Marion and I left from Luang Prabang early one morning to board a slow boat to the Thai Border.  We travelled, in rather cramped conditions on the first day, and much more comfortably on the second.  Each day was 10 hours against the current of the river.  That's a long time, you're thinking...well, there is a much faster way of travelling.  You could get a fast boat...but we're not that brave, or foolish, depending on how you look at it:

Fast Boats.  Long-tail boats are long, skinny boats with a 3 meter-ish pole that sticks out of the engine on the back.  There's a propeller at the end of it, so it acts as a rudder and propulsion at the same time.  They're great for getting around in water that's not very deep and used all over this region.  The fast boats are like Long-tail boats, except sawn in half, with a much bigger engine.  It takes 6 hours in one of these to get from the Thai border all the way to Luang Prabang, which might be tempting considering it's half the time of the slow boat journey in the same direction and you can do it in one day.  BUT, there are several accidents involving these boats per week.  Some of them fatal.  More importantly, they're like someone playing on a jet-ski when you're enjoying the peace and tranquillity of a lie on a beach.  Other than these boats screaming past us, their frightened passengers holding on for dear life in life-jackets and helmets, the journey was incredibly pleasant.

For miles and miles, there is absolutely no indication of human inhabitance whatsoever.  Every now and again you'd see a tiny village, or some naked kids running along the silted beaches.  I envy the freedom of their lives.  What must it be like to grow up with the Mekong as the only road to anywhere?

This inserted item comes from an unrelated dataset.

PR #1970, opened 2019-05-07
ES6 modules

janbiedermann:
Final PR for ES6 modules and strict mode, closing PR#1832 and PR#1969


janbiedermann:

We travelled to Luang Namptha, where Marion and I hired bicycles.  We were travelling on a small road between two villages when a young boy talked to us.  It seemed that he regularly approached tourists, spoke English rather well, and showed them interesting things in the hope they might give him money.  He offered to show us the village cemetery.  We went along with him into a grove of trees, wondering a bit why we'd agreed to this.  The cemetery was interesting - a few small wooden buildings raised from the ground and in various states of disrepair.  There was something quite Chinese about them, which makes sense, since we were about 25 km's from the Chinese border.  Once inside this grove, I noticed something on my foot.  We'd each picked up a number of leeches on the way!  Little wriggly, squirmy, sucky, icky things!  Ew!  I had to tug one quite hard, but it hadn't bitten me yet thank goodness.  We ran out of there and I noticed about another 30 on the way out.  They "stand" up sniffing the air and trying to get on you.  We'd picked up some more and we were quite a sight pulling these things off and squealing with disgust.  I think I prefer spiders to leeches.  Poor Marion had one inside her shoe that had started sucking blood...the wound bled profusely.  They have quite an effective anti-coagulant and are apparently brilliant for treating varicose veins...so I've learned since.  The poor kid wasn't going to get any money off us!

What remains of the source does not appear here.